Give the number of lines in the records below that contain the word "click", and nothing more.

(Stored items)
━━━━━━━━━━━━━━━━━━━━

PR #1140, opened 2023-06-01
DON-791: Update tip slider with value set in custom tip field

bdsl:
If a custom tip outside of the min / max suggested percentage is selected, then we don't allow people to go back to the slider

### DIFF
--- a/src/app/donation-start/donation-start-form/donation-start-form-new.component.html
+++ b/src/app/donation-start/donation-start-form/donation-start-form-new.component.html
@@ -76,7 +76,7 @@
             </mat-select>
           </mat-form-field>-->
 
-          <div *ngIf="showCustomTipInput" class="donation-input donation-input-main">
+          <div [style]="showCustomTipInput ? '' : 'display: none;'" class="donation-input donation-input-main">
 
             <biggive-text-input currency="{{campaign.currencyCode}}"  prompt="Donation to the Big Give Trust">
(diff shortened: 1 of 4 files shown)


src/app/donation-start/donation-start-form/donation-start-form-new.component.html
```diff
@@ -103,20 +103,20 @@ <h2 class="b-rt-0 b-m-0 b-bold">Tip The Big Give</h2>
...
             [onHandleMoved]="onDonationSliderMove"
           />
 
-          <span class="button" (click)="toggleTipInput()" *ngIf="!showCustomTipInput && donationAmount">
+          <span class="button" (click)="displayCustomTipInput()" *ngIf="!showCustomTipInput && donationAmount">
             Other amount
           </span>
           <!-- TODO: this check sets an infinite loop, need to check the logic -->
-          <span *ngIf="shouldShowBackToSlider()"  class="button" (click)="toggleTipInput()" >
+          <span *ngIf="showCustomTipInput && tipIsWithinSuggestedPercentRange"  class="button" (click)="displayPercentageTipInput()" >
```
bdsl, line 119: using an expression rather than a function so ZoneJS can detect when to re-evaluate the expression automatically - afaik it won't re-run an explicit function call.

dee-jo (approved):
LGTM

━━━━━━━━━━━━━━━━━━━━

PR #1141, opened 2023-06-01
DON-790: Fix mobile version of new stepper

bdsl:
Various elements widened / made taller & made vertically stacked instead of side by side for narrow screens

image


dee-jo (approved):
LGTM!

━━━━━━━━━━━━━━━━━━━━

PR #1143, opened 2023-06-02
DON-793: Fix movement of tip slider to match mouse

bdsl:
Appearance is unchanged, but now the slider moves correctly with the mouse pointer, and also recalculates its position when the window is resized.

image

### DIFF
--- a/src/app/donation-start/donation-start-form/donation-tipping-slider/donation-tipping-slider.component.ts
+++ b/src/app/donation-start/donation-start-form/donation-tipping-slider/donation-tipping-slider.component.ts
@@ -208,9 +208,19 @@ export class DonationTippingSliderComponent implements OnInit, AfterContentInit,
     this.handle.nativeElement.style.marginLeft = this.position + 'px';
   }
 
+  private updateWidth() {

━━━━━━━━━━━━━━━━━━━━

_Response for this exercise_. 4